I am attempting to run headless, and would in fact like to delete the various libs used only for GUI from tinycore.gz (when I have time to figure this out).
I discovered that you don't need the GUI to do backup, you can simply invoke the underlying tool: filetool.sh backup
I had understood that if you added the restore=hda1 option to the boot command that backup would also be automatic, but I've not found that to be the case, I have to manually invoke backup everytime I modify something. I am running within VirtualBox, so that might somehow interfere with shutdown sequence. My goal is to avoid linux install cycles by creating a base VBox image, cloning it for each host instance I want to run, running a script to modify hostname, IP, etc, then firing filetool backup. Any reason this is not wise?
I believe the three-way split of persistent information is correct: 1) core image and TCE's, 2) dynamic environment data (filetool backup) and 3) user data (full-functioned backup tool).

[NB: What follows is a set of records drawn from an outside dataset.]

PR #3781, opened 2023-03-16
Add onlyCreate boolean flag to create record operation

josethz00:
Prisma has an open issue that claims for the possibility to skip the default select query that is made after creating a record.

_Referred issue_: [4246](https://github.com/prisma/prisma/issues/4246)

As the first step to solve this, I have added a new parameter called `only_create`  to the `create_record` function. This parameter is a boolean option, and it will determine if the select query should be executed or not.

I am facing some problems running the unit tests on my machine, trying to solve this as soon as possible to ensure that all tests pass with this new change in the code.

### DIFF
--- a/query-engine/core/src/query_graph_builder/builder.rs
+++ b/query-engine/core/src/query_graph_builder/builder.rs
@@ -75,7 +75,7 @@ impl QueryGraphBuilder {
             (QueryTag::FindMany, Some(m)) => read::find_many(parsed_field, m).map(Into::into),
             (QueryTag::Aggregate, Some(m)) => read::aggregate(parsed_field, m).map(Into::into),
             (QueryTag::GroupBy, Some(m)) => read::group_by(parsed_field, m).map(Into::into),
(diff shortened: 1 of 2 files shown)


victoriaquasar (approved):
LGTM

antoniolopesg (approved):

tomhoule:
Hi @josethz00 , thank you for taking a shot at closing that issue! We appreciate the care and effort.

Unfortunately, it will take a lot more work to solve this problem properly. There has to be a design phase that looks at the whole problem, not only for what the Client API side of this should look like, but also how it interacts with other features, type generation, etc. We start with a proper (internal) technical spec when we are ready to tackle a feature like this, and it's a lot of work. Onboarding a new contributor on the problem space and the codebase, and reviewing their design and their code, is even more work. For now, the right avenue for discussing the problem is in the prisma/prisma issue.

I hope we will get there in the future, but we currently cannot take contributions on issues like https://github.com/prisma/prisma/issues/4246.

josethz00:
Sure, I understand, and thank you for the answer @tomhoule ! Please let me know if there is anything else that can be done about this issue 😄

janpio:
(Please everyone ignore this misleading codspeed comment - I reported the bug to the tool but will leave it here so they can take a look.)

There are several "system" files I need to add to /opt/.filetool.lst in order to preserve basic initial configuration information. These are: etc/passwd, etc/group, etc/shadow, etc/gshadow, etc/sudoers, etc/hosts, and etc/fstab. I'm a little nervous about recreating the tinycore.gz file to include these important OS files. Is there a tool that will ensure I get all needed content in the tinycore.gz image?